David Dyer-Bennet: "I like this image, and this print from what I can see (seeing both the snapshot of the actual print, and the photographer's JPEG, is interesting).
"That's probably a crane boom, but whatever it is, it raises the question of where the photo was taken from (alignment is wrong for the photo to be from the crane control cabin). Do you happen to know? Not actually important of course.
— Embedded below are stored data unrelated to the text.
PR #846, opened 2025-09-29
:sparkles: Add molecular QCA gate library

hibenj:
## Description

Add molecular QCA as a technology for cartesian layouts. In this PR the library is added with the corresponding changes for printing `.svg`s, generate `.qll`-files and adding the command to the cli.

Fixes # (issue)

## Checklist:

- [x] The pull request only contains commits that are related to it.
- [x] I have added appropriate tests and documentation.
- [ ] I have added a changelog entry.
- [ ] I have created/adjusted the Python bindings for any new or updated functionality.
- [ ] I have made sure that all CI jobs on GitHub pass.
- [ ] The pull request introduces no new warnings and follows the project's style guidelines.

## Summary by CodeRabbit

* **New Features**
  * Added MolQCA (molecular QCA) support: new gate library, MolQCA layout type, SVG and QLL export paths, CLI handling, and a technology trait.

* **Documentation**
  * Large expansion of Python docstrings and API docs for layout export, rendering, pathfinding, analysis and utilities; added publication entry.

* **Refactor**
  * Standardized nested enum scoping, improved type-dispatch logic and trait checks, safer optional handling.

* **Tests**
  * Extensive tests for MolQCA library, layouts, blueprints and related flows.

[Review Change Stack](https://app.coderabbit.ai/change-stack/cda-tum/fiction/pull/846?utm_source=github_walkthrough&utm_medium=github&utm_campaign=change_stack)

Issue #1091, opened 2026-08-17
🔧 Decide whether the project adopts per-file copyright headers (`CPY001`)


marcelwa:
`[tool.ruff.lint] ignore` carried a block headed `# TODO checks to be added back in and
addressed:`. #1090 clears it. `CPY001` (missing-copyright-notice) is the one entry that does not
belong there, so it is split out here and stays ignored with a comment recording the reason.

`CPY001` fires on all 87 tracked Python files, because the project uses no per-file copyright
headers anywhere. Enabling it is not cleanup — it means adopting a header on every Python file
and deciding what it says, who it names, and whether the C++ tree follows.

Three ways this can close:

- **Won't fix.** The `LICENSE.txt` at the repository root and the license metadata in
  `pyproject.toml` already state the terms. The ignore entry stays as it is now, with the reason
  recorded.
- **Adopt headers for Python only.** 87 files, mechanical once the text is fixed.
- **Adopt headers repository-wide.** Then the C++ tree needs the same treatment, and a
  `clang-format`- or `prek`-level check to keep new files in line.

Nothing depends on this, and the ignore entry now names this issue, so the TODO block is gone
either way.

Split out of #1090.

---

Filed with AI assistance; the file count was measured with `ruff` 0.16.3.

PR #1136, opened 2026-08-19
🐛 Fix `noexcept`, SVG double-hash, and `qll` CLI description

### LINKED ISSUE #1129: Fix noexcept on determine_port_routing in gate libraries
## Summary

`determine_port_routing` in `molecular_qca_library` (and the analogous function in `qca_one_library`) is marked `noexcept` while its body calls `p.inp.emplace` / `p.out.emplace`, which can throw `std::bad_alloc`. An allocation failure therefore terminates rather than propagating.

## Affected files

- `include/fiction/technology/molecular_qca_library.hpp` — `determine_port_routing` (line ~139)
- `include/fiction/technology/qca_one_library.hpp` — analogous function

## Suggested fix

Remove `noexcept` from both functions, or replace `emplace` with a non-throwing alternative if the sets are pre-allocated.

Fix both together to avoid a divergence between the two libraries.

## Context

Flagged in PR #846 (Add molecular QCA library). Deferred from that PR to avoid introducing an inconsistency between the two libraries mid-review.

hibenj:
## Description

Follow-up fixes flagged during review of #846.

- **Remove `noexcept` from all six `determine_port_routing` overloads** (`qca_one_library`, `sim7_mol_library`, `inml_topolinano_library`, `sidb_bestagon_library`, `sidb_on_the_fly_gate_library`, `sidb_skeleton_bestagon_library`): every overload emplaces into a `port_list`'s `std::set` members, which can throw `std::bad_alloc`. An allocation failure would previously terminate rather than propagate. The sole caller in each case, `set_up_gate`, is already non-`noexcept` and only catches `std::out_of_range`, so `std::bad_alloc` now propagates cleanly without further changes.

- **Fix `fill:##000000` double-hash bug** in `write_qca_layout_svg_impl`: `cell_color` was set to `"#000000"` for constant-0/1 cells. That value is only ever consumed by `SIMPLE_CELL`'s `fill:#{0}` format string, which the non-simple-mode `CONST0`/`CONST1` templates don't reference — so the malformed `fill:##000000` could only reach output when `ps.simple == true`. Fixed to use the bare `"000000"` form already used by `sim7_mol_library`'s SVG writer, and factored into a shared `svg::CONST_CELL` constant (alongside `PI_CELL`/`PO_CELL`) used at all four QCA/molQCA call sites instead of a literal duplicated four times. Added a regression test, since `write_qca_layout_svg_impl` had zero coverage before this PR.

- **Update `qll` CLI description**: the help text still said "iNML or QCA" even though molQCA support was added in #846. Updated `qll.cpp`'s description to mention molQCA and SCERPA, and brought `qll.hpp`'s Doxygen comments (class doc, link, `execute()` doc) in line with it and with `docs/cli.rst`.

Added changelog entries under `Unreleased -> Fixed` for the two user-facing changes (SVG export, `qll` help text).

Closes #1129

## Checklist:

## Summary by CodeRabbit

* **New Features**
  * QLL output documentation now includes support for molQCA layouts and SCERPA simulations, alongside existing formats and tools.

* **Bug Fixes**
  * Corrected SVG rendering for constant-0 and constant-1 QCA cells in simple mode, ensuring the intended black fill is displayed.

* **Documentation**
  * Updated changelog and command descriptions to reflect expanded layout and simulation support.


include/fiction/technology/qca_one_library.hpp
```diff
@@ -146,7 +146,7 @@ class qca_one_library : public fcn_gate_library<qca_technology, 5, 5>
 
   private:
     template <typename Lyt>
-    [[nodiscard]] static port_list<port_position> determine_port_routing(const Lyt& lyt, const tile<Lyt>& t) noexcept
+    [[nodiscard]] static port_list<port_position> determine_port_routing(const Lyt& lyt, const tile<Lyt>& t)
```
marcelwa, line 149: `port_list::inp` and `out` are `std::set` (`cell_ports.hpp:208`), so every `emplace` here can throw `std::bad_alloc`. That reasoning is sound — but it applies verbatim to four more overloads that this PR leaves `noexcept`:

| File | Line |
| --- | --- |
| `include/fiction/technology/inml_topolinano_library.hpp` | 383 |
| `include/fiction/technology/sidb_bestagon_library.hpp` | 306 |
| `include/fiction/technology/sidb_on_the_fly_gate_library.hpp` | 848 |
| `include/fiction/technology/sidb_skeleton_bestagon_library.hpp` | 112 |

All four `emplace` into the same `std::set` members while declared `noexcept`. The PR description says *"Fixes both libraries together to avoid divergence"*, but two-of-six **creates** divergence: two libraries now propagate an allocation failure, four still terminate on it. #1129 named only two because #846's review only touched those two; its title says "in gate libraries", plural.

Please drop `noexcept` from all six so the codebase has one consistent answer. In every case the sole caller is `set_up_gate`, which is already non-`noexcept` and throws `unsupported_gate_type_exception` / `unsupported_gate_orientation_exception`, so nothing downstream needs to change and the propagation path already exists.

Worth double-checking `sidb_bestagon_library.hpp:83` and `sidb_on_the_fly_gate_library.hpp:226` while you're in there — both call `determine_port_routing` from inside a loop over adjacent tiles, so confirm the surrounding code is exception-safe once the call can throw.

include/fiction/technology/sim7_mol_library.hpp
```diff
@@ -136,7 +136,7 @@ class sim7_mol_library : public fcn_gate_library<mol_qca_technology, 10, 10>
      * @return Incoming and outgoing molQCA connector positions for `t`.
      */
     template <typename Lyt, bool RespectClocking = true>
-    [[nodiscard]] static port_list<port_position> determine_port_routing(const Lyt& lyt, const tile<Lyt>& t) noexcept
+    [[nodiscard]] static port_list<port_position> determine_port_routing(const Lyt& lyt, const tile<Lyt>& t)
```
marcelwa, line 139: Same change here, and correct for the same reason. Please extend it to the remaining four overloads listed in my comment on `qca_one_library.hpp` so all six agree.

One thing to verify while you're here: unlike `qca_one_library`, this library also calls `determine_port_routing<GateLyt, false>` from *inside* the `try` block at line 70. `std::bad_alloc` won't be caught by the `catch (const std::out_of_range&)` handler, so it correctly propagates rather than being misreported as an unsupported gate orientation — but it's worth a conscious check rather than an accident.

include/fiction/io/write_svg_layout.hpp
```diff
@@ -960,12 +960,12 @@ class write_qca_layout_svg_impl
         }
         else if (Lyt::technology::is_const_0_cell(ct))
         {
-            cell_color       = "#000000";
+            cell_color       = "000000";
```
marcelwa: The fix is right, but the bug is narrower than the PR description implies, and the difference matters for the test.

`CONST0` and `CONST1` never reference `{0}` — they only use `{1}`/`{2}` for the `translate`. So in non-`simple` mode `cell_color` was computed and discarded, and this change is a no-op there. The malformed `fill:##000000` could **only** ever reach the output when `ps.simple == true`, via `SIMPLE_CELL`, which does use `fill:#{0}`. Please correct the description so the actual blast radius is on record.

That also pins down what the regression test needs. There isn't one, and there's nothing to fall back on: `write_qca_layout_svg_impl` has **zero** coverage today. Every `TEMPLATE_TEST_CASE` in `test/io/write_svg_layout.cpp` is SiDB or CDS, and `bindings/mnt/pyfiction/test/inout/test_write_svg_layout.py` is the same. `codecov/patch` reporting green on this PR is therefore not evidence the fix works — worth a glance at why it passed.

A single QCA layout with one `CONST_0` cell, written with `ps.simple = true`, asserting the output contains `fill:#000000` and no `##`, is about ten lines and closes the gap permanently.

include/fiction/io/write_svg_layout.hpp
```diff
@@ -960,12 +960,12 @@ class write_qca_layout_svg_impl
...
             cell_description = ps.simple ? svg::SIMPLE_CELL : svg::CONST0;
         }
         else if (Lyt::technology::is_const_1_cell(ct))
         {
-            cell_color       = "#000000";
+            cell_color       = "000000";
```
marcelwa: Every other color in this writer comes from a named `svg::` constant — `PI_CELL`, `PO_CELL`, `CLOCK_ZONE_*`. This fix leaves a bare `"000000"` duplicated at lines 963 and 968, and `write_mol_qca_layout_svg_impl` has the identical pair at 1264 and 1269. Four copies of a magic literal whose correctness depends on an unwritten "no leading hash here" rule is precisely how this bug happened in the first place.

Please add a constant alongside `PI_CELL`/`PO_CELL` (around line 202):

```cpp
inline constexpr const char* CONST_CELL = "000000";
```

and use `svg::CONST_CELL` at all four sites. That makes the convention explicit at the point of definition rather than implicit at each use, and it's the smallest step toward #1138.

cli/cmd/io/src/qll.cpp
```diff
@@ -25,8 +25,9 @@ namespace alice
 {
 
 qll_command::qll_command(const environment::ptr& e) :
-        command(e, "Generates a ToPoliNano/MagCAD layout file for the current iNML or QCA cell layout in store. "
-                   "ToPoliNano can reuse the layout while MagCAD is able to perform physical simulations.")
+        command(e, "Generates a ToPoliNano/MagCAD/SCERPA layout file for the current iNML, QCA, or molQCA cell "
```
marcelwa, line 28: The help text update is accurate — I verified `qll.cpp:52` guards on `has_mol_qca_technology_v` and `cell.cpp` registers the `SIM7-MOL` library, so molQCA layouts really are reachable here.

But the class documentation two files over wasn't updated with it and is now the only stale spot:

- `cli/cmd/io/include/qll.hpp:16` — "Generates a ToPoliNano/MagCAD layout file for the current cell layout in store..."
- `cli/cmd/io/include/qll.hpp:18` — links only `https://topolinano.polito.it/`
- `cli/cmd/io/include/qll.hpp:32` — "Function to perform the output call. Generates a ToPoliNano/MagCAD layout file."

`docs/cli.rst:324` already got this right in #846 and links SCERPA as `https://ieeexplore.ieee.org/document/8935211`; please bring the header in line with both.

marcelwa (changes requested):
Thanks for the follow-up — all three changes are individually correct, and CI is green. Requesting changes on **scope and completeness** rather than correctness: as it stands the `noexcept` fix leaves the inconsistency it set out to remove, and two of the three changes are user-facing with no changelog entry.

Summary of what I'd like before merge:

1. **Streamline `noexcept` across all six `determine_port_routing` overloads**, not two. Details inline on `qca_one_library.hpp`.
2. **Add a changelog entry.** `AGENTS.md` (Boundaries -> Always) requires `docs/changelog.rst`'s `Unreleased` section to be updated for any user-facing change. Two of the three changes qualify: the SVG writer emitted malformed markup that reached users, and the `qll` help text is user-visible. `Unreleased -> Fixed` already has the buckets you need. Please also fill in `.github/pull_request_template.md`'s checklist in the PR body — it's the other AGENTS.md "always", and it would have caught both this and the missing test.
3. **Add a regression test for the SVG fix**, and **update the stale `qll.hpp` Doxygen comment** — details inline.

I filed #1138 for the underlying cause of the SVG bug (two clashing color-constant conventions in one file, plus the QCA/molQCA writer duplication). That's #846's debt, not this PR's — no action needed here, but it explains why this class of bug recurs and why the regression test below is worth the ten lines.

Minor, non-blocking: the single commit bundles three unrelated fixes. Grouping them into one PR is the right call given the ~2h CI gate, but three commits would review better and would match the template's "the pull request only contains commits that are related to it."

hibenj:
Addressed all the review feedback:

1. **noexcept streamlined across all six overloads** — removed from `inml_topolinano_library`, `sidb_bestagon_library`, `sidb_on_the_fly_gate_library`, and `sidb_skeleton_bestagon_library` in addition to the two already fixed. Checked both call sites flagged (`sidb_bestagon_library.hpp:83`, `sidb_on_the_fly_gate_library.hpp:226`): both `catch` blocks only catch `std::out_of_range`, so `std::bad_alloc` propagates cleanly regardless of whether the call is inside or outside the `try` block.
2. **Changelog entries added** under `Unreleased -> Fixed` for the SVG fix and the `qll` help-text update, and the PR checklist is filled in.
3. **Regression test added** for the SVG fix (`write_qca_layout_svg_impl` had none before), and `qll.hpp`'s stale Doxygen comments are now in line with `qll.cpp` and `docs/cli.rst`.
4. **`svg::CONST_CELL` constant added**, replacing all four bare `"000000"` literals.
5. **PR description corrected** to note the double-hash bug was only reachable in simple mode (`ps.simple == true`), since non-simple `CONST0`/`CONST1` templates never reference `cell_color`.
6. **Split into 4 commits** on top of the original one: noexcept streamlining, SVG fix + test, `qll.hpp` doc fix, and a small clang-format fixup.

docs/changelog.rst
```diff
@@ -174,6 +174,12 @@ Fixed
       traced contour came out empty and every reachable point was marked operational without simulation
     - Fixed a data race on ``quicksim``'s timeout flag, which every worker thread wrote as a plain
       ``bool``. It is now ``std::atomic_bool``
+- I/O:
+    - Fixed ``write_qca_layout_svg``'s simple-mode output emitting malformed ``fill:##000000`` for
+      constant-0/1 QCA cells instead of ``fill:#000000``
+- CLI:
+    - Updated the ``qll`` command's description to mention the molQCA layouts and SCERPA simulations
```
marcelwa: Two small things:

- Drop the `#846` reference. The changelog is read by users, to whom a PR number means nothing, and #846's own entry is a few lines up in the same `Unreleased` block under `Added -> Gate libraries`, so the pointer is redundant even for us. `"to mention molQCA layouts and SCERPA simulations"` says everything the reader needs. (The one existing `#`-reference in this file, `#1091` on line 128, is a live forward pointer to something still open — different case.)
- Swap the `I/O` and `CLI` blocks so `CLI` comes first, matching the relative order in the `Added` section above.

test/io/write_svg_layout.cpp
```diff
@@ -959,6 +959,23 @@ TEST_CASE("Generate MolQCA layout in SVG", "[write-mol-qca-layout-svg]")
     }
 }
 
+TEST_CASE("Generate QCA layout in simple SVG mode with constant cells", "[write-qca-layout-svg]")
```
marcelwa, line 969: The test itself is right — it's placed in the wrong spot. It splits the three `[write-mol-qca-layout-svg]` cases (lines 895, 908, 979) down the middle. Please move it to after the `"Reject invalid MolQCA SVG output files"` block so the molQCA group stays contiguous and this becomes the start of the QCA group.

include/fiction/io/write_svg_layout.hpp
```diff
@@ -960,12 +961,12 @@ class write_qca_layout_svg_impl
         }
         else if (Lyt::technology::is_const_0_cell(ct))
         {
-            cell_color       = "#000000";
+            cell_color       = svg::CONST_CELL;
             cell_description = ps.simple ? svg::SIMPLE_CELL : svg::CONST0;
```
marcelwa, line 969: Not for this PR — for #1138, whose scope this belongs in.

At line 1148, `ps.simple ? "" : text_colors[czone]` feeds `TILE`'s `fill:#{4}`, so every tile in simple mode renders as `style="...fill:#;stroke:none;"`. That is the same class of malformed-color bug you're fixing here, it's pre-existing, and the SVG your new test generates contains it. Worth noting that `CHECK_FALSE(contains(svg, "fill:##"))` won't catch this shape of it — a guard on `fill:#;` would, but the real fix is to omit the whole `<text>` element in simple mode rather than to emit it with an empty color. Please add it to #1138.

include/fiction/technology/inml_topolinano_library.hpp
```diff
@@ -212,7 +213,8 @@ class inml_topolinano_library : public fcn_gate_library<inml_technology, 4, 4>
             }
         };
 
-        do
+        do  // NOLINT(cppcoreguidelines-avoid-do-while): the loop body must run at least once to
```
marcelwa: AGENTS.md asks a surviving `NOLINT` to name the *technical* reason it has to stay. "the loop body must run at least once" restates what `do`/`while` means; it doesn't say why the alternative is worse. What actually justifies it here is that the loop's exit condition depends on state the body computes, so hoisting it into a `while` would mean duplicating the body or introducing a flag variable. If you reword it to say that, the suppression documents a decision instead of a definition.

marcelwa (changes requested):
Many thanks for working through all of this — every point from the last round is addressed, and I verified the two things I had asked you to double-check rather than change; both hold up. We're almost there. Just a handful of small follow-ups inline, none of them structural.

Please also tick the "all CI jobs pass" box in the checklist; all 25 jobs are green on `84dc6c23`.

hibenj:
Addressed:

- Checklist: ticked "all CI jobs pass".
- Changelog: dropped the `#846` reference, swapped CLI/I/O order to match the Added section.
- Test placement: moved the QCA test after "Reject invalid MolQCA SVG output files" so the molQCA group stays contiguous.
- `TILE`'s `fill:#{4}` bug in simple mode: filed as a comment on #1138 (same underlying cause, out of scope here).
- NOLINT reworded to state the actual reason (exit condition computed by the loop body, so a `while` would need to duplicate the body or add a flag variable).

marcelwa:
Looking good. Please resolve the merge conflicts for the CI to run.

marcelwa (approved):
Very good, many thanks for the fix and iteration! 🙏 In it goes 😄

"The diagonal of the boom coming in draws the eye in, and it's beautifully parallel to the far river bank. The bird right in the middle is great to stop your eye rather than following the boom on out the other side. And the nearer parts of the city look sharp and immediate, and then aerial perspective kicks in, giving us gradations of distance. This is a really nice photo.
"The 'rule' about full black to full white is like the 'rule' about composition in thirds and all the other 'rules'—a starting point for thinking about things. They're 'rules of thumb,' not real rules. I know, I know, lots of people don't get that. As rules of thumb, I think they're useful—beginners should think about why they are violating them, and not do it for no reason. Experts should pay no attention to rules of thumb; they're for beginners.
"Very often, you want the widest range of tones available, so that you can make details visible in multiple areas of different densities, so if you don't go to the ends of the scale in both directions, you're making a flatter print than you have to and thus making some details less clear than you could. But some images want to be somewhat flat.
"Most of my work, I find, when trying to make 'good' prints, is about suppressing distractions. (Usually, a print that's going to be good has the important stuff fairly good to begin with, not needing huge alteration. Usually.) Mostly by darkening things, but I've resorted to masked blurs and such also. (And cropping comes in, but usually earlier in my head.)"
Charles: "Canson Baryta Photographique—it disappeared about a year ago. Version two emerged a few months ago, and people see differences and argue over whether it is an improvement or a decline."
hugh crawford: "Inkjet doesn’t do a very good impression of silver bromide/gelatin on baryta, but it does a remarkable facsimile of platinum printing. It’s just different. I don’t know what to say about inkjet paper that strives to replicate RC papers other than why? I once pointed out that even the best chef would have trouble making a TV dinner from scratch."
Tom Judd: "Re your comments about packing a print for mailing. You are proposing $50 packing for, in this case, a $5 print. Not practical. The Post Office does have some blame here."
Mike replies: We can disagree here, Tom, and that's okay. But I think it's better and more useful to think of any print as the representative of all the time and all the money you've put into photography over your lifetime—in other words, think of each print as a chunk of what it took you to get to the point of being able to take it and make it. That's why I said it's worthwhile to think about like you just sold it for $2,500. Because, really, what makes a piece of paper with some ink or metalized silver on it worth $2,500 or more? Only that people value it. If you don't value your work, why should you expect others to treat it with respect?